> Instructions for the task:
Set the records down again in full, with every word kept.

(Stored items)
+---+

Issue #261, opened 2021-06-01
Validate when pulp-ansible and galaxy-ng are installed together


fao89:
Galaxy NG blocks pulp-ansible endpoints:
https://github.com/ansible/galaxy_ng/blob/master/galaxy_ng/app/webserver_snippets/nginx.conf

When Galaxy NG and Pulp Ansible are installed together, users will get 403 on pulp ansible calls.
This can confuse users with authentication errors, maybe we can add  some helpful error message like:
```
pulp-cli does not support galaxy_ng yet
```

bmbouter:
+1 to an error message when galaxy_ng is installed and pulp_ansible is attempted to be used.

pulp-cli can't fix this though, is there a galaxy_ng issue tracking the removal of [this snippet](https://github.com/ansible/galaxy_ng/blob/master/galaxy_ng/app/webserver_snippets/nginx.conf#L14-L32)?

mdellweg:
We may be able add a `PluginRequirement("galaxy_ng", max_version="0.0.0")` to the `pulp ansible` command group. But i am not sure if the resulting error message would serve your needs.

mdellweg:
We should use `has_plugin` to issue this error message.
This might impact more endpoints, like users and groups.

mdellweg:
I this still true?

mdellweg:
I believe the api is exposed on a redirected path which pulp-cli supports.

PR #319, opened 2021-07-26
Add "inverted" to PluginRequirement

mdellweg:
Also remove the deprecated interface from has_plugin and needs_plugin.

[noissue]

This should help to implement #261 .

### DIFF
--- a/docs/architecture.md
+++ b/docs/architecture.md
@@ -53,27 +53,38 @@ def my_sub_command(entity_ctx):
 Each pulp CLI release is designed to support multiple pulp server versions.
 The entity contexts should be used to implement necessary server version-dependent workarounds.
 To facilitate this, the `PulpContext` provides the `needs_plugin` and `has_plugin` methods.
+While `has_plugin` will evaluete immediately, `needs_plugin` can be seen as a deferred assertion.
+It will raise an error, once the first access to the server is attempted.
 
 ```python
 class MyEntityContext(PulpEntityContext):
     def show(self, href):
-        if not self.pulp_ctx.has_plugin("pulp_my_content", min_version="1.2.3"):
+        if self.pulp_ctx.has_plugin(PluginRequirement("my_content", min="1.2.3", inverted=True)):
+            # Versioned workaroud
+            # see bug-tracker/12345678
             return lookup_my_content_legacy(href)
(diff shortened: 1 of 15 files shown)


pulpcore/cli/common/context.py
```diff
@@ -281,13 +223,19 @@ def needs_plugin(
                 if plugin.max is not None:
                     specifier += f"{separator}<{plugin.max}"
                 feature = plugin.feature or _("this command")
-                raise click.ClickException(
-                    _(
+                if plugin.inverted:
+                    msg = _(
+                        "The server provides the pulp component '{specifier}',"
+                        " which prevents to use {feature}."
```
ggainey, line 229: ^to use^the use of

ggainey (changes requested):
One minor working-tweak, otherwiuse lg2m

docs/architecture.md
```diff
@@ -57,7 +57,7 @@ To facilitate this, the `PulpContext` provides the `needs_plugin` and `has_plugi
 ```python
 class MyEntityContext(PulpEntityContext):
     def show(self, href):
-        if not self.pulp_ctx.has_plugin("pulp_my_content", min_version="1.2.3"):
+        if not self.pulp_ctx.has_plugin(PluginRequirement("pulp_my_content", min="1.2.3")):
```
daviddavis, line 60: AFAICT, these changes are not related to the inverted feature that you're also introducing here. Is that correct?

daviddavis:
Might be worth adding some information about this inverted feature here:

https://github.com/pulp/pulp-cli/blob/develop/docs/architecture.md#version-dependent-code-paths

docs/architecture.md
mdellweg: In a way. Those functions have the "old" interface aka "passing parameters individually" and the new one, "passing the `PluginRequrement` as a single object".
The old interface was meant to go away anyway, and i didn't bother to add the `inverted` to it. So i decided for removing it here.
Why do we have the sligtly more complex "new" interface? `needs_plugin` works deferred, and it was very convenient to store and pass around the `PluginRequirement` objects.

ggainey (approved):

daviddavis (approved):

+---+

> Output:
Issue #261, opened 2021-06-01
Validate when pulp-ansible and galaxy-ng are installed together


fao89:
Galaxy NG blocks pulp-ansible endpoints:
https://github.com/ansible/galaxy_ng/blob/master/galaxy_ng/app/webserver_snippets/nginx.conf

When Galaxy NG and Pulp Ansible are installed together, users will get 403 on pulp ansible calls.
This can confuse users with authentication errors, maybe we can add  some helpful error message like:
```
pulp-cli does not support galaxy_ng yet
```

bmbouter:
+1 to an error message when galaxy_ng is installed and pulp_ansible is attempted to be used.

pulp-cli can't fix this though, is there a galaxy_ng issue tracking the removal of [this snippet](https://github.com/ansible/galaxy_ng/blob/master/galaxy_ng/app/webserver_snippets/nginx.conf#L14-L32)?

mdellweg:
We may be able add a `PluginRequirement("galaxy_ng", max_version="0.0.0")` to the `pulp ansible` command group. But i am not sure if the resulting error message would serve your needs.

mdellweg:
We should use `has_plugin` to issue this error message.
This might impact more endpoints, like users and groups.

mdellweg:
I this still true?

mdellweg:
I believe the api is exposed on a redirected path which pulp-cli supports.

PR #319, opened 2021-07-26
Add "inverted" to PluginRequirement

mdellweg:
Also remove the deprecated interface from has_plugin and needs_plugin.

[noissue]

This should help to implement #261 .

### DIFF
--- a/docs/architecture.md
+++ b/docs/architecture.md
@@ -53,27 +53,38 @@ def my_sub_command(entity_ctx):
 Each pulp CLI release is designed to support multiple pulp server versions.
 The entity contexts should be used to implement necessary server version-dependent workarounds.
 To facilitate this, the `PulpContext` provides the `needs_plugin` and `has_plugin` methods.
+While `has_plugin` will evaluete immediately, `needs_plugin` can be seen as a deferred assertion.
+It will raise an error, once the first access to the server is attempted.
 
 ```python
 class MyEntityContext(PulpEntityContext):
     def show(self, href):
-        if not self.pulp_ctx.has_plugin("pulp_my_content", min_version="1.2.3"):
+        if self.pulp_ctx.has_plugin(PluginRequirement("my_content", min="1.2.3", inverted=True)):
+            # Versioned workaroud
+            # see bug-tracker/12345678
             return lookup_my_content_legacy(href)
(diff shortened: 1 of 15 files shown)


pulpcore/cli/common/context.py
```diff
@@ -281,13 +223,19 @@ def needs_plugin(
                 if plugin.max is not None:
                     specifier += f"{separator}<{plugin.max}"
                 feature = plugin.feature or _("this command")
-                raise click.ClickException(
-                    _(
+                if plugin.inverted:
+                    msg = _(
+                        "The server provides the pulp component '{specifier}',"
+                        " which prevents to use {feature}."
```
ggainey, line 229: ^to use^the use of

ggainey (changes requested):
One minor working-tweak, otherwiuse lg2m

docs/architecture.md
```diff
@@ -57,7 +57,7 @@ To facilitate this, the `PulpContext` provides the `needs_plugin` and `has_plugi
 ```python
 class MyEntityContext(PulpEntityContext):
     def show(self, href):
-        if not self.pulp_ctx.has_plugin("pulp_my_content", min_version="1.2.3"):
+        if not self.pulp_ctx.has_plugin(PluginRequirement("pulp_my_content", min="1.2.3")):
```
daviddavis, line 60: AFAICT, these changes are not related to the inverted feature that you're also introducing here. Is that correct?

daviddavis:
Might be worth adding some information about this inverted feature here:

https://github.com/pulp/pulp-cli/blob/develop/docs/architecture.md#version-dependent-code-paths

docs/architecture.md
mdellweg: In a way. Those functions have the "old" interface aka "passing parameters individually" and the new one, "passing the `PluginRequrement` as a single object".
The old interface was meant to go away anyway, and i didn't bother to add the `inverted` to it. So i decided for removing it here.
Why do we have the sligtly more complex "new" interface? `needs_plugin` works deferred, and it was very convenient to store and pass around the `PluginRequirement` objects.

ggainey (approved):

daviddavis (approved):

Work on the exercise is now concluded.